Start of Block

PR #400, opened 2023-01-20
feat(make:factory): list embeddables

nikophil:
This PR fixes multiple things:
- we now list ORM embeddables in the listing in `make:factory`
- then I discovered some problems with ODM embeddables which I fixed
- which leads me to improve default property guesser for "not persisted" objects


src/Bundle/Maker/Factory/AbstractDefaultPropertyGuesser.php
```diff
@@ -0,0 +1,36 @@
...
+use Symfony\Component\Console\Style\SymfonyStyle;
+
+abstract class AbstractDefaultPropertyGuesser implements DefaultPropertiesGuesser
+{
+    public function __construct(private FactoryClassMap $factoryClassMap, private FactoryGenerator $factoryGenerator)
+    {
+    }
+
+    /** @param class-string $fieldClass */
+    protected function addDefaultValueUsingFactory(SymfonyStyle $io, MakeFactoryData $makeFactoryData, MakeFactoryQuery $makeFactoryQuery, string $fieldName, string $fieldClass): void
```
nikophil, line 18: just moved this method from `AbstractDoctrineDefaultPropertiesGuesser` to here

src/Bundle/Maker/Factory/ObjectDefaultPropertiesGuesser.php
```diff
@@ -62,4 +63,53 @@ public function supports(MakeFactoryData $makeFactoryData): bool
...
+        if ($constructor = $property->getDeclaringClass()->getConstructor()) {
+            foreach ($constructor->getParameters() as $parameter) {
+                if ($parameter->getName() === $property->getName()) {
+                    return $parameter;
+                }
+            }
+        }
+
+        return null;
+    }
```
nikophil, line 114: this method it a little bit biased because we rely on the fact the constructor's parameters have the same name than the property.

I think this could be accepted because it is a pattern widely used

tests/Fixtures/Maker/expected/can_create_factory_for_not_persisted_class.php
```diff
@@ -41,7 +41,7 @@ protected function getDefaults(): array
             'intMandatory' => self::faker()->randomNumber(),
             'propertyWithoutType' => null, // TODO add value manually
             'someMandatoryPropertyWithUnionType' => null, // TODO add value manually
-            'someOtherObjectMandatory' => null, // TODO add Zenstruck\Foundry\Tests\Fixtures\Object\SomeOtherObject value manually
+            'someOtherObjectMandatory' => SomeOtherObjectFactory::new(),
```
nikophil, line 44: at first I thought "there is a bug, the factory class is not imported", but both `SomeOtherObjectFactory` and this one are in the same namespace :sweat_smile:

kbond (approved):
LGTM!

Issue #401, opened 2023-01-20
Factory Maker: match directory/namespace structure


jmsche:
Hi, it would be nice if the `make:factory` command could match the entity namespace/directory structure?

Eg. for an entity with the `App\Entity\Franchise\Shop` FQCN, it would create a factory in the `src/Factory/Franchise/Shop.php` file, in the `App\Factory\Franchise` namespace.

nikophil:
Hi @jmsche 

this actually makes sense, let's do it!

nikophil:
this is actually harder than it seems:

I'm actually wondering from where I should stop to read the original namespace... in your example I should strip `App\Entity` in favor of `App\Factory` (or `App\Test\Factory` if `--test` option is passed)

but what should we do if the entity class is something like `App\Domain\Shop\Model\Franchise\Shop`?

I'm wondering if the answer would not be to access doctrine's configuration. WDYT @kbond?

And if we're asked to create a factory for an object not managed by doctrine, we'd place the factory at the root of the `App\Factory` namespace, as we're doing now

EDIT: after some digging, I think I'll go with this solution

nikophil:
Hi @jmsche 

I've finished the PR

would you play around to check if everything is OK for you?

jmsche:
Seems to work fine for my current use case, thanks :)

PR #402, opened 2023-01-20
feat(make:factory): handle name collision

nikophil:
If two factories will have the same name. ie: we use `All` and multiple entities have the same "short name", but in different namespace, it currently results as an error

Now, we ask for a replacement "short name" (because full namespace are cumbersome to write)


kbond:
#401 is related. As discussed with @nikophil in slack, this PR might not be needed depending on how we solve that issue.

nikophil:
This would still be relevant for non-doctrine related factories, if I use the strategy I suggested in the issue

End of Block

*WHAT IS BEING ASKED:* What are the lines from the one containing "I'm actually wondering" to the end of the material above? Return them exactly, and only them.

*ANSWER FOR THE TASK:*
I'm actually wondering from where I should stop to read the original namespace... in your example I should strip `App\Entity` in favor of `App\Factory` (or `App\Test\Factory` if `--test` option is passed)

but what should we do if the entity class is something like `App\Domain\Shop\Model\Franchise\Shop`?

I'm wondering if the answer would not be to access doctrine's configuration. WDYT @kbond?

And if we're asked to create a factory for an object not managed by doctrine, we'd place the factory at the root of the `App\Factory` namespace, as we're doing now

EDIT: after some digging, I think I'll go with this solution

nikophil:
Hi @jmsche 

I've finished the PR

would you play around to check if everything is OK for you?

jmsche:
Seems to work fine for my current use case, thanks :)

PR #402, opened 2023-01-20
feat(make:factory): handle name collision

nikophil:
If two factories will have the same name. ie: we use `All` and multiple entities have the same "short name", but in different namespace, it currently results as an error

Now, we ask for a replacement "short name" (because full namespace are cumbersome to write)


kbond:
#401 is related. As discussed with @nikophil in slack, this PR might not be needed depending on how we solve that issue.

nikophil:
This would still be relevant for non-doctrine related factories, if I use the strategy I suggested in the issue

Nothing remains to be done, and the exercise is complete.